▸ **HOW TO COMPLETE THIS TASK**
Scan the data for "EmbeddedModelField" and copy each matching line.

AVAILABLE DATA: Begin

PR #572, opened 2026-06-19
Use EmbeddedModelField.contribute_to_class() to resolve embedded_model

timgraham:
This follows the usual Django pattern. The _set_model() approach (adapted from djangotoolbox.fields.EmbeddedModelField) did the same thing but in an usual way.


blink1073 (approved):
LGTM

PR #576, opened 2026-06-23
INTPYTHON-994 Make QuerySet.exclude() omit documents with absent JSONField keys

timgraham:
`exclude(value__key=X)` and negated Q objects on `JSONField` key lookups wrongly returned documents that don't contain the key. SQL databases treat the comparison on a missing key as `NULL` (three-valued logic), so `NOT(...)` excludes those rows; MongoDB's `$nor`/`$not` instead treat a missing key as "not equal" and included them.

Give `KeyTransformExact` a custom negation (key exists AND value != RHS), and push negation down to the leaves via De Morgan's laws in `where_node()` when a subtree contains such a lookup, so each lookup can supply its own SQL-correct negation while other lookups keep using `$nor`/`$not`.

### DIFF
--- a/django_mongodb_backend/fields/json.py
+++ b/django_mongodb_backend/fields/json.py
@@ -15,6 +15,7 @@ from django.db.models.fields.json import (
     KeyTransformIn,
     KeyTransformIsNull,
     KeyTransformNumericLookupMixin,
+    KeyTransformTextLookupMixin,
 )
 
 from django_mongodb_backend.lookups import builtin_lookup_expr, builtin_lookup_path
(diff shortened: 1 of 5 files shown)


django_mongodb_backend/query.py
```diff
@@ -355,7 +355,45 @@ def _get_reroot_replacements(expression):
...
+            return negate(compiler, connection, as_expr=as_expr)
+        mql = node.as_mql(compiler, connection, as_expr=as_expr)
+        return {"$not": [mql]} if as_expr else {"$nor": [mql]}
+    if node.negated:
+        # NOT(NOT(group)) == group; compile the group without negation.
+        node = node.__class__(node.children, node.connector)
+        return node.as_mql(compiler, connection, as_expr=as_expr)
+    operator = "$or" if node.connector == AND else "$and"
+    parts = [_negate(child, compiler, connection, as_expr) for child in node.children]
+    return parts[0] if len(parts) == 1 else {operator: parts}
```
NoahStapp, line 413: What if `parts` is empty? Should that give us no rows or all rows?

django_mongodb_backend/fields/json.py
```diff
@@ -228,6 +250,7 @@ def register_json_field():
     KeyTransform.can_use_path = key_transform_is_simple_column
     KeyTransform.is_simple_column = key_transform_is_simple_column
     KeyTransformExact.as_mql_path = key_transform_exact_path
+    KeyTransformExact.as_mql_negated = key_transform_exact_negated
```
NoahStapp: This only covers `KeyTransformExact`: do other JSON lookups (gt, lt, gte, lte, in, regex) not have the same issue?

NoahStapp (dismissed):

django_mongodb_backend/query.py
timgraham: I believe it won't happen:

1. Entry from `where_node()` (line 396): guarded by `_has_custom_negation(self)`, which is `any(... for child in node.children)` — that returns False for a childless node, so we never enter `_negate()` with an empty top node. The entry node always has ≥1 child.
  2. Recursive descent (line 388 iterating into a non-negated child `WhereNode`): Django prunes empty `Q(`)/`WhereNode` objects during query construction. For example, `exclude(Q(value__c__gt=10) & Q())` doesn't produce an empty child node; the empty `Q()` is dropped and the tree is just the lookup plus the `IsNull` term Django adds for negated key lookups.

django_mongodb_backend/fields/json.py
timgraham: They do. Fixed and added `test_lookup_exclude_other_lookups`. https://github.com/django/django/pull/21567

django_mongodb_backend/query.py
NoahStapp: So something like `Document.objects.exclude(value__k="x", num__in=[])` should return everything? For me it returns nothing.

timgraham: You are correct. I fixed this and added a second commit to https://github.com/django/django/pull/21567 to cover the new code: "Added JSONKey key exclude() tests for Empty/FullResultSet cases."

NoahStapp: I still see no documents running `Document.objects.exclude(value__k__in=[])`.

django_mongodb_backend/query.py
```diff
@@ -361,7 +361,63 @@ def _get_reroot_replacements(expression):
...
+        except EmptyResultSet as exc:
+            raise FullResultSet from exc
+        except FullResultSet as exc:
+            raise EmptyResultSet from exc
+        return {"$not": [mql]} if as_expr else {"$nor": [mql]}
+    if node.negated:
+        # NOT(NOT(group)) == group; compile the group without negation.
+        node = node.__class__(node.children, node.connector)
+        return node.as_mql(compiler, connection, as_expr=as_expr)
+    operator = "$or" if node.connector == AND else "$and"
```
NoahStapp, line 398: Is it possible for a nested XOR to hit this and incorrectly negate?

NoahStapp (changes requested):

timgraham:
I'm out of time with MongoDB, so I'l have to hand this off.

PR #579, opened 2026-06-23
Remove statement that database caching may be added in a future release

timgraham:
INTPYTHON-451 was closed as "won't do" because Django's database caching uses pickle to serialize cached data and this could escalate a cache compromise into a remote-code execution. Mitigations such as signing cached data could be implemented but this has performance implications.

### DIFF
--- a/docs/topics/known-issues.rst
+++ b/docs/topics/known-issues.rst
@@ -97,6 +97,4 @@ Due to the lack of ability to introspect MongoDB collection schema,
 Caching
 =======
 
-:ref:`Database caching <database-caching>` is not supported since Django's built-in
-database cache backend requires SQL. A custom cache backend for MongoDB may be provided
-in the future.
+:ref:`Database caching <database-caching>` is not supported.


docs/topics/known-issues.rst
```diff
@@ -101,6 +101,5 @@ Due to the lack of ability to introspect MongoDB collection schema,
 Caching
 =======
 
-:ref:`Database caching <database-caching>` is not supported since Django's built-in
-database cache backend requires SQL. A custom cache backend for MongoDB may be provided
-in the future.
+:ref:`Database caching <database-caching>` is not supported because Django's
+built-in database cache backend requires SQL.
```
aclark4life: Should we say any more about why no custom cache backend for MongoDB?

timgraham: It boils down to "The MongoDB Security Team disagrees with the Django team's design decision that a cache backend that allows a database compromise to escalate into an RCE is acceptable." What do you think?

aclark4life: > It boils down to "The MongoDB Security Team disagrees with the Django team's design decision that a cache backend that allows a database compromise to escalate into an RCE is acceptable." What do you think?

```
:ref:`Database caching <database-caching>` is not supported
due to the inherent insecurity of available caching methods.
```

Also, I still think put this in extensions may be worth pursuing …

AVAILABLE DATA: End

▸ **ANSWER TO THIS TASK**
Use EmbeddedModelField.contribute_to_class() to resolve embedded_model
This follows the usual Django pattern. The _set_model() approach (adapted from djangotoolbox.fields.EmbeddedModelField) did the same thing but in an usual way.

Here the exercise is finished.